__TASK TO CARRY OUT__. Where the records hold the string "postgresPasswordSecretKey", show the whole line it sits on.

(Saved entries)
= Beginning of Section =

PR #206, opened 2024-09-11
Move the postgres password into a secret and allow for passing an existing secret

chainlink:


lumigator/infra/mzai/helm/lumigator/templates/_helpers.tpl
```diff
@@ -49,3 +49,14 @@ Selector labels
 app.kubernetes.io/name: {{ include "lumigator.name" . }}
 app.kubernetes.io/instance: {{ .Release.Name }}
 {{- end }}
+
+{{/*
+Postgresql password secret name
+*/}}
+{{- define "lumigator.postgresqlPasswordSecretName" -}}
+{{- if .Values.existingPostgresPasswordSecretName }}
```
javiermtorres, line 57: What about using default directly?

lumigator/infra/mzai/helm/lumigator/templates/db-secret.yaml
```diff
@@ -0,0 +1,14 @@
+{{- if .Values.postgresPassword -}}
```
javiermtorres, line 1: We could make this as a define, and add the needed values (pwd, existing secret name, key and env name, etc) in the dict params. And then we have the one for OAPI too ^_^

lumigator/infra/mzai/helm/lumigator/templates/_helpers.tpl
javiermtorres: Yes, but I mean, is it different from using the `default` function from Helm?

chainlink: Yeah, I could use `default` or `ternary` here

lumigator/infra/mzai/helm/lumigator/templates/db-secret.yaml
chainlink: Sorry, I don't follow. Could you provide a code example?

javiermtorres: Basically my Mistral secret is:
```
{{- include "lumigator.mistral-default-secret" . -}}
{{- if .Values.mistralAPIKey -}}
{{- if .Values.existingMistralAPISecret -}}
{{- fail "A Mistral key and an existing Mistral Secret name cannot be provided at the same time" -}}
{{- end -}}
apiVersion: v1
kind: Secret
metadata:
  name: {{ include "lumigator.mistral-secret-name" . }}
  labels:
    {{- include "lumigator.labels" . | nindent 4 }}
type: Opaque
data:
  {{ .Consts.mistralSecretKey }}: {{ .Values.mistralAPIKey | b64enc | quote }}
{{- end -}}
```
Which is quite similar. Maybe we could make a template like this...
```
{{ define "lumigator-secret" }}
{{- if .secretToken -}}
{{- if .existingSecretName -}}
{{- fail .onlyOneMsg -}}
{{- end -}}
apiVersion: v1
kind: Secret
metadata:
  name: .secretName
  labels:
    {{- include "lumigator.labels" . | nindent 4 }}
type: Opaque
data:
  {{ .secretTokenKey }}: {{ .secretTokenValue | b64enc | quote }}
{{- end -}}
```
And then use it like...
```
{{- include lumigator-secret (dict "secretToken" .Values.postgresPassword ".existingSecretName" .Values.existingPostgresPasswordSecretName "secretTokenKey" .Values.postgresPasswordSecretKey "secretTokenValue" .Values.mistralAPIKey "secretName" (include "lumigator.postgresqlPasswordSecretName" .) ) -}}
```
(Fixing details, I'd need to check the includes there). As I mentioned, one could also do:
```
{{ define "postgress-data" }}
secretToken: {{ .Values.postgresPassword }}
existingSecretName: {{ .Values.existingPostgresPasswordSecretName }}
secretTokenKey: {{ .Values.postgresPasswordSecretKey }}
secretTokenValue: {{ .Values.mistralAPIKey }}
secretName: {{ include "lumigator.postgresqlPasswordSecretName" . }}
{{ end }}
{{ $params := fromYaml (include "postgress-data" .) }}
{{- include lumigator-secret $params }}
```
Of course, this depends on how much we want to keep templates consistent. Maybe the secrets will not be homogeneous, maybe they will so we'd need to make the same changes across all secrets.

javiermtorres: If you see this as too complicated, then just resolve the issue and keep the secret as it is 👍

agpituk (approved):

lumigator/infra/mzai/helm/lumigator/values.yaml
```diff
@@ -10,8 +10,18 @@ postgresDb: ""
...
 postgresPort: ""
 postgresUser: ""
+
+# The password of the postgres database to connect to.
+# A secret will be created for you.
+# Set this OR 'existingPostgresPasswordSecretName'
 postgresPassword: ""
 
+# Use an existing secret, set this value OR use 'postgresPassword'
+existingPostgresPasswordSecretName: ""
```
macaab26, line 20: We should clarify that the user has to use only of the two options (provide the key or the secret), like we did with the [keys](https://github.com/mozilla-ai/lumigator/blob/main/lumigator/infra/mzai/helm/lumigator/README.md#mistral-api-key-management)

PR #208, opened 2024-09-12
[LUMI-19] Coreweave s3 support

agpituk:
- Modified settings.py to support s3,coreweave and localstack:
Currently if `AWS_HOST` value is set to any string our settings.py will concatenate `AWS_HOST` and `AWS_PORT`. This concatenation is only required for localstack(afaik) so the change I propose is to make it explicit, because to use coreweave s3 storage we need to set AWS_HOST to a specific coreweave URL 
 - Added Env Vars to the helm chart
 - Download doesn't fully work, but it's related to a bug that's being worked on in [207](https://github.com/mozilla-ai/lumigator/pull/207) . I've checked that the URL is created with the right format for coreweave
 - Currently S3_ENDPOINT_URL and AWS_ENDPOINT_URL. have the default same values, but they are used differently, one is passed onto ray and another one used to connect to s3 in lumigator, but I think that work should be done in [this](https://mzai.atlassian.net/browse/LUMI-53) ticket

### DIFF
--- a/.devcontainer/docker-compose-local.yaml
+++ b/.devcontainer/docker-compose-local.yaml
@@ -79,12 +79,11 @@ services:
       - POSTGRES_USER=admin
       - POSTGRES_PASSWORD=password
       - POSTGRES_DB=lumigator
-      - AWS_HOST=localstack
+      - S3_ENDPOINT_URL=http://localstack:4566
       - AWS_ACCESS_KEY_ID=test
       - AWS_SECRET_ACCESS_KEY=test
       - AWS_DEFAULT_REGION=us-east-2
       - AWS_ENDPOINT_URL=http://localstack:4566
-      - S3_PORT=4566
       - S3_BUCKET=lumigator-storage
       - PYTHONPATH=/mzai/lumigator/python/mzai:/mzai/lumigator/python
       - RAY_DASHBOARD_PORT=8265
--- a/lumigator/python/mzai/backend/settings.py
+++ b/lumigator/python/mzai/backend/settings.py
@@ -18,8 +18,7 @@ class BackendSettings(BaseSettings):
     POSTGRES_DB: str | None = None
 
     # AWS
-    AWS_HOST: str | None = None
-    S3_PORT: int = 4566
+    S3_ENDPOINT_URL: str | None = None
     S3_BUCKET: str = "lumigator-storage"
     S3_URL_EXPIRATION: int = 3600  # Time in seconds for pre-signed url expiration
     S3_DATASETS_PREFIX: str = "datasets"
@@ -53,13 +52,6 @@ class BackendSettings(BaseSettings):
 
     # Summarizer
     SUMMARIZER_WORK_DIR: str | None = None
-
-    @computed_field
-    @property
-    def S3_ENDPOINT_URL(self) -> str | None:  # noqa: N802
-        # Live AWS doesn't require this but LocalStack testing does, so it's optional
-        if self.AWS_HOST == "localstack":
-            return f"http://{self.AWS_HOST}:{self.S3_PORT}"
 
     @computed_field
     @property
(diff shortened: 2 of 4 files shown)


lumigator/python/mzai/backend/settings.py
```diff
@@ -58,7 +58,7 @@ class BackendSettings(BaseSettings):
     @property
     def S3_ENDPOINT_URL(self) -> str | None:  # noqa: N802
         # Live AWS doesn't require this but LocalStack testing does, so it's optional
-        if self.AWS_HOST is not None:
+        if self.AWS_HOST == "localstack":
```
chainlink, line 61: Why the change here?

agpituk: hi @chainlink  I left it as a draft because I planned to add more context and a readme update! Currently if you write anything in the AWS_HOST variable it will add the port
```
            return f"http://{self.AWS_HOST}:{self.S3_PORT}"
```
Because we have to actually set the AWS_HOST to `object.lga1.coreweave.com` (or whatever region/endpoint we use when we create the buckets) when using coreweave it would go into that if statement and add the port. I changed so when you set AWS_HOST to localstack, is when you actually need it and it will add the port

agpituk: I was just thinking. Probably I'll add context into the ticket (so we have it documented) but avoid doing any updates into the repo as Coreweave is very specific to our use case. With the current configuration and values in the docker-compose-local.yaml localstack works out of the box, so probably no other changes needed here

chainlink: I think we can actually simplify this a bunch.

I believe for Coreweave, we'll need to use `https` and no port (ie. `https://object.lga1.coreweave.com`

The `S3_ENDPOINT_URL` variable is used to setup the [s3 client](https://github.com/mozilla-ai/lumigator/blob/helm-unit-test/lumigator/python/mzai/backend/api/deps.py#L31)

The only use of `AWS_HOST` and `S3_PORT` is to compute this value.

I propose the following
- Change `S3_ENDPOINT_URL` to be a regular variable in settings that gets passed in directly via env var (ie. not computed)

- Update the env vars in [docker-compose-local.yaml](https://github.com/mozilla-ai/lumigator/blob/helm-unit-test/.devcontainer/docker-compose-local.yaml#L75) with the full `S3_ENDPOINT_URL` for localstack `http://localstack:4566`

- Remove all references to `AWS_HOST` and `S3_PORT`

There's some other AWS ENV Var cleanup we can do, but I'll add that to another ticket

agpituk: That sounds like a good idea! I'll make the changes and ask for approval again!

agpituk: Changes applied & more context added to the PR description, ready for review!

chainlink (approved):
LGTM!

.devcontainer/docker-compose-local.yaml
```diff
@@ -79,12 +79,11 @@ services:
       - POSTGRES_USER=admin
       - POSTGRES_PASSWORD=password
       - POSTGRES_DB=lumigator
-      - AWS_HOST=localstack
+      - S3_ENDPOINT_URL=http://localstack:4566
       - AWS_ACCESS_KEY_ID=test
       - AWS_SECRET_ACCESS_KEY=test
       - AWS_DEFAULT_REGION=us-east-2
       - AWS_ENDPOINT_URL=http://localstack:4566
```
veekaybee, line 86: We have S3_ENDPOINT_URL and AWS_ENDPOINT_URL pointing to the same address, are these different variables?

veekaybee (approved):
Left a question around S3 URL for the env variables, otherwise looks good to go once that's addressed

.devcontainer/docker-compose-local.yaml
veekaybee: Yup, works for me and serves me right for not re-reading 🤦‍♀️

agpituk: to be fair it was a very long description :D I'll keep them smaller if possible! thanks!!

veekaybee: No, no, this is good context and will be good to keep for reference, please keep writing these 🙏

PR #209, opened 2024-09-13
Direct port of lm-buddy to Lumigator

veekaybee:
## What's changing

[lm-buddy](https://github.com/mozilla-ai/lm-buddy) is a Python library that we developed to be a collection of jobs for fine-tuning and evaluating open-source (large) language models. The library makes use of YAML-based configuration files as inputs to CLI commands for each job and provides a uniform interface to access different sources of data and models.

= End of Section =

__YOUR RESPONSE__.
{{- include lumigator-secret (dict "secretToken" .Values.postgresPassword ".existingSecretName" .Values.existingPostgresPasswordSecretName "secretTokenKey" .Values.postgresPasswordSecretKey "secretTokenValue" .Values.mistralAPIKey "secretName" (include "lumigator.postgresqlPasswordSecretName" .) ) -}}
secretTokenKey: {{ .Values.postgresPasswordSecretKey }}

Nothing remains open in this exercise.